I can confirm that this is an issue, for us the only remedy was:

apiVersion: security.istio.io/v1beta1
kind: AuthorizationPolicy
metadata:
  name: deny-all
  namespace: my-namespace
spec:
  {}

---
---
apiVersion: security.istio.io/v1beta1
kind: AuthorizationPolicy
metadata:
  name: my-app
  namespace: my-namespace
spec:
  selector:
    matchLabels:
      app: my-app
  rules:
  - from:
    - source:
        namespaces: ["prometheus-namespace"]
    to:
    - operation:
        methods: ["GET"]
        paths: ["/metrics"]
  - to:
    - operation:
        ports: ["15090"]

Notice the difference for the app-specific Prometheus rule (works with source and a namespaces target in its operation) and the Envoy proxy specific rules (which must only carry a single to rule with a port in operation, otherwise it’s discarded).

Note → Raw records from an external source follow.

PR #625, opened 2018-08-30
Add mmio unit test

jelonanX:
Migrate tests from old system to this new mock infrastructure.

### DIFF
--- a/scripts/cover.sh
+++ b/scripts/cover.sh
@@ -40,6 +40,7 @@ make munit-opae-c munit-opae-c-events
 
 lcov --directory . --zerocounters
 lcov -c -i -d . -o coverage.base
-./bin/munit-opae-c --gtest_filter="enum*:buffer*:*properties*:sysfs*"
+./bin/munit-opae-c --gtest_filter="mmio*"
+#./bin/munit-opae-c --gtest_filter="enum*:buffer*:*properties*:sysfs*"
 ./bin/munit-opae-c-events
 
--- a/testing/unit/munit-mmio-c.cpp
+++ b/testing/unit/munit-mmio-c.cpp
@@ -1,0 +1,126 @@
+// Copyright(c) 2017-2018, Intel Corporation
+//
+// Redistribution  and  use  in source  and  binary  forms,  with  or  without
+// modification, are permitted provided that the following conditions are met:
+//
+// * Redistributions of  source code  must retain the  above copyright notice,
+//   this list of conditions and the following disclaimer.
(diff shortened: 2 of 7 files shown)


scripts/cover.sh
```diff
@@ -40,6 +40,7 @@ make munit-opae-c munit-opae-c-events
 
 lcov --directory . --zerocounters
 lcov -c -i -d . -o coverage.base
-./bin/munit-opae-c --gtest_filter="enum*:buffer*:*properties*:sysfs*"
+./bin/munit-opae-c --gtest_filter="mmio*"
```
tswhison: only mmio?

testing/unit/munit-mmio-c.cpp
```diff
@@ -0,0 +1,141 @@
...
+    struct fpga_port_region_info *rinfo = va_arg(argp, struct fpga_port_region_info *);
+    if (!rinfo) {
+      FPGA_MSG("rinfo is NULL");
+      goto out_EINVAL;
+    }
+    if (rinfo->argsz != sizeof(*rinfo)) {
+      FPGA_MSG("wrong structure size");
+      goto out_EINVAL;
+    }
+    if (rinfo->index != 0) {
```
tswhison: Index can be 0 or 1 for the AFU.  1 == signal tap

scripts/cover.sh
r-rojo: I think this was done because he was testing only mmio. I don't think this script is final. It was meant as something to get up and running with coverage quickly.

testing/unit/munit-mmio-c.cpp
```diff
@@ -0,0 +1,141 @@
...
+};
+
+TEST_P (mmio_c_p, test_map_mmio) {
+  uint64_t * mmio_ptr = NULL;
+  EXPECT_TRUE(((struct _fpga_handle*)handle_)->mmio_root == NULL);
+
+  ASSERT_EQ(FPGA_OK, fpgaMapMMIO(handle_, 0, &mmio_ptr));
+  EXPECT_FALSE(mmio_ptr == NULL);
+  EXPECT_FALSE(((struct _fpga_handle *)handle_)->mmio_root == NULL);
+  EXPECT_EQ(FPGA_OK, fpgaUnmapMMIO(handle_, 0));
```
r-rojo: These can also be written as
```C++
EXPECT_EQ(lhs, nullptr);
// OR
EXPECT_NE(lhs, nullptr);
```
Which is comparing the left-hand side (lhs) against null.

This is a sample request from the operator:

{"bytes_sent":"31863","upstream_cluster":"InboundPassthroughClusterIpv4","downstream_remote_address":"10.0.129.14:43418","authority":"-","path":"-","protocol":"-","upstream_service_time":"-","upstream_local_ │
│ address":"127.0.0.6:55781","duration":"21","downstream_local_address":"10.0.152.1:15090","upstream_transport_failure_reason":"-","route_name":"-","response_code":"0","user_agent":"-","response_flags":"-","st │
│ art_time":"2020-02-04T14:21:56.091Z","method":"-","request_id":"-","upstream_host":"10.0.152.1:15090","x_forwarded_for":"-","requested_server_name":"-","bytes_received":"95","istio_policy_status":"-"}

The Prometheus operator is running outside of the Istio mesh in this case.